PR #1672, opened 2020-09-19
implemented filter query in sent table on the bases of folder= 'sent'

navjotcis:
I have implemented a filter query for the sent table on the bases of folder ='sent' because in  kivy app there is one more feature draft message so for storing draft message they are using the same table sent only the folder value is change on the bases of folder type so I have implemented all the sent table filter query in class_singleWorker.py and class_singleCleaner.py files.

⁂

Each line in the data that holds the string "filter" needs to be copied.

implemented filter query in sent table on the bases of folder= 'sent'
I have implemented a filter query for the sent table on the bases of folder ='sent' because in  kivy app there is one more feature draft message so for storing draft message they are using the same table sent only the folder value is change on the bases of folder type so I have implemented all the sent table filter query in class_singleWorker.py and class_singleCleaner.py files.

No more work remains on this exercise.